Spider veins are those little red and blue veins that pop up on you legs which some people mistake for a bruise or injury. Although sometimes they can arise as a result of an injury, usually they are a result of standing on your feet and your heritage. People can have spider veins and also have varicose veins or you can just have spider veins. Varicose veins are those larger, ropier, blue veins that bulge when you stand and often cause burning or tired sensation of the legs. The symptoms of both spider veins and varicose veins can be improved by wearing either supports knee-highs or hose, but the stockings will not prevent either of them from occurring.
Over the years, several treatments have been used to treat spider and varicose veins. Strong saline solutions were used to inject the spider veins to fade them. Although these injections worked well, they burned and, for some people, were painful. Varicose vein treatments included “stripping” and open ligation; again these treatments worked, but often left multiple scars and were uncomfortable. As time has passed, new technologies have developed which allow for treatment of these unsightly and painful veins with minimal discomfort and almost no scarring. Modern sclerotherapy uses sclerosing agents to shrink spider veins with almost no burning sensation and new ways of “foaming” these agents allow for more veins to be treated with less punctures. The treatments are done every six weeks until the problem spider veins have faded from sight. Most people require two to three treatments unless they have a lot of “spiders,” then they may desire to have more treatments. Maintenance treatments can be done once or twice a year. During the treatment most people chat or relax, after the treatment some people report a temporary mosquito bite like sensation. Support stockings worn after the treatment seem to maximize the result, but in the summer time support stockings can be almost as painful as the spider veins. At first the veins will look darker before they start improving as the few red blood cells trapped in it fade like a bruise. Most people who have this done are realistic and are not looking for “Tina Turner” legs, but want to feel comfortable wearing shorts and bathing suits without having a road map of veins visible for comment.

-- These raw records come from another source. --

PR #72338, opened 2024-06-07
feat(self-hosted): Create topics on upgrade command

hubertdeng123:
Pass in an optional bool flag to optionally create kafka topics. This will mainly be applicable to self-hosted, so that we don't have to manually create kafka topics in https://github.com/getsentry/self-hosted/blob/419d6ccf4e4d0dde2db301e43370d019f9a4c69b/install/create-kafka-topics.sh


hubertdeng123:
passes self hosted e2e tests here that uses a docker image that is built by this PR:

https://github.com/getsentry/self-hosted/actions/runs/9423572834/job/25962243419

lynnagara (approved):

PR #72339, opened 2024-06-07
feat(trace-explorer): Add new traces stats endpoint

Zylphrex:
This adds a new /traces-stats/ endpoint to load the number of matching spans given the n span conditions.


k-fish (approved):

wmak (approved):
lgtm

PR #72341, opened 2024-06-07
fix(insights): Add keys to parsed tokens on queries page

0Calories:
Fixes the unique prop key warning that is always present when viewing the Queries page. This was occuring because the SQL parser was outputting the tokens as a list HTML elements without keys.

image

### DIFF
--- a/static/app/views/starfish/components/tableCells/spanDescriptionCell.tsx
+++ b/static/app/views/starfish/components/tableCells/spanDescriptionCell.tsx
@@ -1,4 +1,4 @@
-import {cloneElement, Fragment, useMemo} from 'react';
+import {Fragment, useMemo} from 'react';
 import styled from '@emotion/styled';
 
 import {Hovercard} from 'sentry/components/hovercard';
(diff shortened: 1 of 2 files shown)


JonasBa (approved):

static/app/views/starfish/components/tableCells/spanDescriptionCell.tsx
```diff
@@ -33,7 +33,12 @@ export function SpanDescriptionCell({
       return rawDescription;
     }
 
-    return formatter.toSimpleMarkup(rawDescription);
+    return (
+      formatter
+        .toSimpleMarkup(rawDescription)
+        // Since the order of the tokens will never change, it's safe to assign the index as the key
+        .map((e, i) => cloneElement(e, {key: i}))
+    );
```
gggritso, line 41: 🤔 can this code live in `sqlish/formatters/simpleMarkup.tsx` instead? That was every usage will have correct `key=` props

gggritso (commented):
Makes sense, thanks! One question about code placement

static/app/views/starfish/components/tableCells/spanDescriptionCell.tsx
0Calories: I completely missed this file, thanks! I'll move the key logic here

0Calories: Moved it to `simpleMarkup.tsx`, how's it look now?

gggritso (approved):

static/app/views/starfish/components/tableCells/spanDescriptionCell.tsx
gggritso: Nice 👍🏻

PR #72344, opened 2024-06-07
feat(chartcuterie): email

sentaur-athena:
reverted the [wrong PR](https://github.com/getsentry/sentry/pull/72296). There was nothing wrong with it 🤦‍♀️


iamrajjoshi (approved):

cathteng (approved):

asottile-sentry:
this introduces a typing regression:

```
src/sentry/integrations/issue_alert_image_builder.py:112: error: Argument "size" to "generate_chart" of "ChartRenderer" has incompatible type "dict[str, int]"; expected "ChartSize | None"  [arg-type]
src/sentry/integrations/issue_alert_image_builder.py:150: error: Argument "size" to "generate_chart" of "ChartRenderer" has incompatible type "dict[str, int]"; expected "ChartSize | None"  [arg-type]
```

sentaur-athena:
@asottile-sentry thanks for pointing it out. Curious why doesn't mypy catch it and where did you see the issue?

PR #72345, opened 2024-06-07
feat(query-builder): Numeric filter improvements

malwilley:
- Adds suggestions for numeric filters (based on the number you type in)
- Allows changing the operator to other things like `<` and `>` instead of just `is`
- When creating a numeric filter, prefills a value (I chose an arbitrary `100`) and doesn't allow you to change it to an invalid one. This was necessary because the parser will not see `timesSeen:` or `timesSeen:abc` as a numeric filter because it does not have a valid value. That resulted in some unwanted behavior. We can change the grammar in the future, but this was a good solution for now.  

Before:

CleanShot 2024-06-07 at 10 13 39

After:

CleanShot 2024-06-07 at 10 13 54

CleanShot 2024-06-07 at 13 13 30

### DIFF
--- a/static/app/utils/fields/index.ts
+++ b/static/app/utils/fields/index.ts
@@ -520,7 +520,7 @@ const EVENT_FIELD_DEFINITIONS: Record<AllEventFieldKeys, FieldDefinition> = {
   [FieldKey.AGE]: {
     desc: t('The age of the issue in relative time'),
     kind: FieldKind.FIELD,
-    valueType: FieldValueType.DURATION,
+    valueType: FieldValueType.DATE,
   },
   [FieldKey.ASSIGNED]: {
     desc: t('Assignee of the issue as a user ID'),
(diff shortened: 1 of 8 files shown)


static/app/utils/fields/index.ts
```diff
@@ -520,7 +520,7 @@ const EVENT_FIELD_DEFINITIONS: Record<AllEventFieldKeys, FieldDefinition> = {
   [FieldKey.AGE]: {
     desc: t('The age of the issue in relative time'),
     kind: FieldKind.FIELD,
-    valueType: FieldValueType.DURATION,
+    valueType: FieldValueType.DATE,
```
malwilley, line 523: While testing I noticed that this type was just wrong, it's a date field

scttcper (approved):

mrduncan:
I think we have a duplicate equality filter - the after screenshot has both "is" and "=" options showing.

malwilley:
@mrduncan this is actually something that we may need to think more about, since `is` is different from `=` in that it can support multiple values. we may want to enforce that `is` is only used when for multiple values, but we may want to think about what the UI for that would look like.

PR #72348, opened 2024-06-07
ref(slack): add integration auto-disable logic to SDK client

cathteng:
All integrations currently have integration auto-disable logic and we should have this for the new Slack client too. This is a bit trickier since we are building on top of the existing WebClient.

We can wrap the all functions inside the metaclass's `__call__` method to make sure we have the integration_id, and then use it to in the auto-disable logic.

### DIFF
--- a/src/sentry/integrations/base.py
+++ b/src/sentry/integrations/base.py
@@ -12,8 +12,11 @@ from urllib.request import Request
 
 from rest_framework.exceptions import NotFound
 
-from sentry import audit_log
+from sentry import audit_log, features
+from sentry.constants import ObjectStatus
 from sentry.exceptions import InvalidIdentity
+from sentry.integrations.notify_disable import notify_disable
+from sentry.integrations.request_buffer import IntegrationRequestBuffer
 from sentry.models.identity import Identity
 from sentry.models.integrations.external_actor import ExternalActor
 from sentry.models.integrations.integration import Integration
@@ -40,12 +43,14 @@ from sentry.shared_integrations.exceptions import (
     IntegrationFormError,
     UnsupportedResponseType,
 )
-from sentry.utils.audit import create_audit_entry
+from sentry.utils.audit import create_audit_entry, create_system_audit_entry
 from sentry.utils.sdk import configure_scope
 
 if TYPE_CHECKING:
     from sentry.services.hybrid_cloud.integration import RpcOrganizationIntegration
     from sentry.services.hybrid_cloud.integration.model import RpcIntegration
+
+logger = logging.getLogger(__name__)
 
 FeatureDescription = namedtuple(
     "FeatureDescription",
@@ -463,3 +468,82 @@ class IntegrationInstallation:
 
     def remove_notification_settings(self, actor_id: int, provider: str) -> None:
         pass
+
+
+def is_response_success(resp) -> bool:
+    if resp.status_code:
+        if resp.status_code < 300:
+            return True
+    return False
+
+
+def is_response_error(resp) -> bool:
+    if resp.status_code:
+        if resp.status_code >= 400 and resp.status_code != 429 and resp.status_code < 500:
+            return True
+    return False
+
+
+def disable_integration(
+    buffer: IntegrationRequestBuffer, redis_key: str, integration_id: int
+) -> None:
+    from sentry.services.hybrid_cloud.integration import integration_service
+
+    result = integration_service.organization_contexts(integration_id=integration_id)
+    rpc_integration = result.integration
+    rpc_org_integrations = result.organization_integrations
+    if rpc_integration and rpc_integration.status == ObjectStatus.DISABLED:
+        return
+
+    org = None
+    if len(rpc_org_integrations) > 0:
+        org_context = organization_service.get_organization_by_id(
+            id=rpc_org_integrations[0].organization_id,
+            include_projects=False,
+            include_teams=False,
+        )
+        if org_context:
+            org = org_context.organization
+
+    extra = {
+        "integration_id": integration_id,
+        "buffer_record": buffer._get_all_from_buffer(),
+    }
+    if len(rpc_org_integrations) == 0 and rpc_integration is None:
+        extra["provider"] = "unknown"
+        extra["organization_id"] = "unknown"
+    elif len(rpc_org_integrations) == 0:
+        extra["provider"] = rpc_integration.provider
+        extra["organization_id"] = "unknown"
+    elif rpc_integration is None:
+        extra["provider"] = "unknown"
+        extra["organization_id"] = rpc_org_integrations[0].organization_id
+    else:
+        extra["provider"] = rpc_integration.provider
+        extra["organization_id"] = rpc_org_integrations[0].organization_id
+
+    logger.info(
+        "integration.disabled",
+        extra=extra,
+    )
+
+    if org and (
+        (rpc_integration.provider == "slack" and buffer.is_integration_fatal_broken())
+        or (rpc_integration.provider == "github")
+        or (
+            features.has("organizations:gitlab-disable-on-broken", org)
+            and rpc_integration.provider == "gitlab"
+        )
+    ):
+        integration_service.update_integration(
+            integration_id=rpc_integration.id, status=ObjectStatus.DISABLED
+        )
+        notify_disable(org, rpc_integration.provider, redis_key)
+        buffer.clear()
+        create_system_audit_entry(
+            organization_id=org.id,
+            target_object=org.id,
+            event=audit_log.get_event_id("INTEGRATION_DISABLED"),
+            data={"provider": rpc_integration.provider},
+        )
+    return
--- a/src/sentry/integrations/base.py
+++ b/src/sentry/integrations/base.py
@@ -470,13 +470,13 @@ class IntegrationInstallation:
         pass
 
 
-def is_response_success(resp) -> bool:
+def is_response_success(resp: Any) -> bool:
     if resp.status_code and resp.status_code < 300:
         return True
     return False
 
 
-def is_response_error(resp) -> bool:
+def is_response_error(resp: Any) -> bool:
     if not resp.status_code:
         return False
     return resp.status_code >= 400 and resp.status_code != 429 and resp.status_code < 500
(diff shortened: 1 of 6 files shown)


src/sentry/integrations/slack/sdk_client.py
```diff
@@ -35,16 +39,43 @@ def track_response_data(response: SlackResponse, method: str, error: str | None
...
         try:
             response = method(*args, **kwargs)
-            if isinstance(response, SlackResponse):
-                track_response_data(response=response, method=method.__name__)
+            track_response_data(response=response, method=method.__name__)
         except SlackApiError as e:
             if e.response:
                 track_response_data(response=e.response, error=str(e), method=method.__name__)
+
+                record_response_for_disabling_integration(e.response, integration_id)
```
cathteng, line 78: @ceorourke does this need to record all responses or just error responses? i notice in the existing logic we seem to only be recording success responses. the `record_response_for_disabling_integration` function isn't in any of the except statements https://github.com/getsentry/sentry/blob/e796c94b46e5fa06bf75eb21f201619726aba07b/src/sentry/shared_integrations/client/base.py#L298

src/sentry/integrations/base.py
```diff
@@ -463,3 +468,82 @@ def notify_remove_external_team(self, external_team: ExternalActor, team: Team)
 
     def remove_notification_settings(self, actor_id: int, provider: str) -> None:
         pass
+
+
+def is_response_success(resp) -> bool:
+    if resp.status_code:
+        if resp.status_code < 300:
+            return True
+    return False
```
ykamo001, line 477:
```suggestion
    if resp.status_code and resp.status_code < 300:
        return True
    return False
```

src/sentry/integrations/base.py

Varicose veins are the “big brother” of spider veins. Most people with varicose veins also have spider veins, but it is the varicose veins that are causing most of the symptoms of heaviness, tiredness, swelling and burning. As we discussed, older methods included vein stripping, vein ligation (tying it off) and the “roter-ruter” technique in which the vein is mechanically shredded. All of these methods left scars and the recovery was significant. Current techniques use very slender, hair like filaments which are threaded up the problematic vein from a puncture site to a precise point and then energy is transmitted to the interior of the veins resulting in its and it immediately ceases to function. After care involves wearing a support stocking for three days and stopping all blood-thinners for two weeks before and two weeks after the procedure. Often many of the spider veins associated with the varicose vein will resolve once the feeder vein is treated. If not, then some additional sclerotherapy can be used to treat the remainder of the little spider veins.
It is estimated that 25 million people have varicose veins and now that there is a procedure that involves very little discomfort and essentially no recovery time, there is no reason not to have your varicose veins evaluated. Insurance recognizes that if left untreated varicose veins and severe venous disease can lead to leg wounds, ulcers and severe disability. Thus it is considered a functional disease that is covered by many insurance companies. Spider veins are not covered by insurance, as they are not a functional issue, just unsightly. The good news is that there are now even better treatments for both spider and varicose veins. So as we leave fall and enter into winter, wearing longer pants, consider having your “spiders” and varicose veins evaluated and even treated.